Reverend Philip Stringer

Acts 2:1-21

God is Love

LET US PRAY: We ask, O Lord, that the words which we hear this morning, and the worship we offer, may bear fruit in our hearts, and be acceptable in your service, our strength and our redeemer. AMEN


With our texts today, it’s hard to know where to start — there is so much for us to take in. In our gospel reading, we hear the disciples are gathered in fear, walled off from the world — but Jesus meets them and says, “peace be with you.” And then he shows them his hands and his side. Jesus — after all that has happened — after all of the hatred hurled at him — still proclaims peace.


What happened to him was no accident. Jesus was born for this — Jesus was sent to a world divided by sin to die on the cross. After declaring peace to them and showing them the wounds he endured, he says to them, “As the Father has sent me, so I send you.” Jesus sends his followers into a world divided by sin, to follow in his footsteps of sacrificial love.


And then there are these words of authority that he speaks to them — words that have so often been used as a weapon: “If you forgive the sins of any, they are forgiven. If you retain the sins of any, they are retained.” They reflect the “yes” of God and the “no” of God. Yes to what heals and gives life; No to what tears down and divides. These are words intended to bring healing. But they have often been used to beat down and humiliate — It is similar to the practice of excommunication. Originally, excommunication was intended as the beginning of reconciliation. It was a way to hold accountable those who deny their sin. It was intended to bring about reconciliation — to create an opportunity for forgiveness and a new beginning, but one cannot receive forgiveness if there is no confession, and that is what it was intended to bring about.

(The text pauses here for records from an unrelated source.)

PR #609, opened 2025-03-13
Fix tests on MI 100

vedithal-amd:


feizheng10 (approved):

vedithal-amd:
Profiling test is failing for MI 200, I have asked @cfallows-amd to fix it

PR #610, opened 2025-03-13
Adjust roof_only list in ctest for mi200/mi300 differences

cfallows-amd:
roof_only related ctests failing because only MI300 outputs FP8 roofline PDFs. Adjusting the list such that MI200 excludes FP8 PDF expected output.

In our first reading today, we read about the coming of the Holy Spirit to the disciples and how they spoke in various languages. One thing I find interesting is that even the chosen people speak different languages. Even the chosen people are divided. I cannot hear this story without thinking of another story from the book of Genesis that teaches a lesson about what happens when the authority of people is placed above the authority of God. It is the story of the tower at Babel. The peoples of the earth came together determined to overthrow God's authority and set about building a tower with which they could storm the gates of heaven.


It is a ridiculous, arrogant plan which they never get to carry out. For God confounds their speech in the wink of an eye, and the story concludes: Therefore, it was called Babel, because there the LORD confused the language of all the earth; and from there the LORD scattered them abroad over the face of all the earth.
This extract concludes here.